[Your goal] From the entries that follow, gather each line holding the word "changes".

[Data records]
PR #72, opened 2016-11-18
Alloc API changes (1/2)

stedolan:
Add the convenience functions `caml_alloc_<n>`, and simplify how `Alloc_small` works.

### DIFF
--- a/byterun/alloc.c
+++ b/byterun/alloc.c
@@ -25,9 +25,6 @@
 #include "caml/fiber.h"
 #include "caml/domain.h"
 
-#define Setup_for_gc
-#define Restore_after_gc
-
 CAMLexport value caml_alloc (mlsize_t wosize, tag_t tag)
 {
   value result;
@@ -38,7 +35,7 @@ CAMLexport value caml_alloc (mlsize_t wosize, tag_t tag)
   if (wosize == 0){
     result = Atom (tag);
   }else if (wosize <= Max_young_wosize){
-    Alloc_small (result, wosize, tag);
+    Alloc_small (result, wosize, tag, { caml_handle_gc_interrupt(); });
     if (tag < No_scan_tag){
       for (i = 0; i < wosize; i++) Init_field (result, i, Val_unit);
     }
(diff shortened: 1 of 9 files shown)


byterun/alloc.c
```diff
@@ -53,14 +51,116 @@ CAMLexport value caml_alloc (mlsize_t wosize, tag_t tag)
...
 
+static inline void enter_gc_preserving_vals(mlsize_t wosize, value* vals)
+{
+  CAMLparam0();
+  /* Copy the values to be preserved to a different array.
+     The original vals array never escapes, generating better code in
+     the fast path. */
+  CAMLlocalN(vals_copy, wosize);
+  mlsize_t i;
+  for (i = 0; i < wosize; i++) vals_copy[i] = vals[i];
```
kayceesrk: Why is this copy back and forth required? Can we do anything to avoid this?

byterun/alloc.c
```diff
@@ -53,14 +51,116 @@ CAMLexport value caml_alloc (mlsize_t wosize, tag_t tag)
...
+                               value e)
+{
+  value v[5] = {a, b, c, d, e};
+  return do_alloc_small(5, tag, v);
+}
+
+CAMLexport value caml_alloc_6 (tag_t tag, value a, value b, value c, value d,
+                               value e, value f)
+{
+  value v[6] = {a, b, c, d, e, f};
```
kayceesrk: Can this and similar allocations in `caml_alloc_N` be `CAMLlocalN`? Since the very next thing we do is `do_alloc_small()` -> `enter_gc_preserving_calls()` which copies the values from this array to `CAMLlocalN` structure.

stedolan: It was originally written like that, but this way generates much better code at `-O2` (tested gcc and clang).

Since the `v` array does not escape, the C compiler removes the stack allocation after inlining `do_alloc_small` and `enter_gc_preserving_vals`. Taking a copy of the array in `enter_gc_preserving_vals` ensures that the `v` array does not escape, since the address is taken (via `caml_local_roots`) of a different array. This approach pushes the work of setting up `caml_local_roots` to the case where the GC is actually invoked.

kayceesrk: Great. The changes look good to me. 👍 Feel free to merge when ready.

[Solution]
Alloc API changes (1/2)
kayceesrk: Great. The changes look good to me. 👍 Feel free to merge when ready.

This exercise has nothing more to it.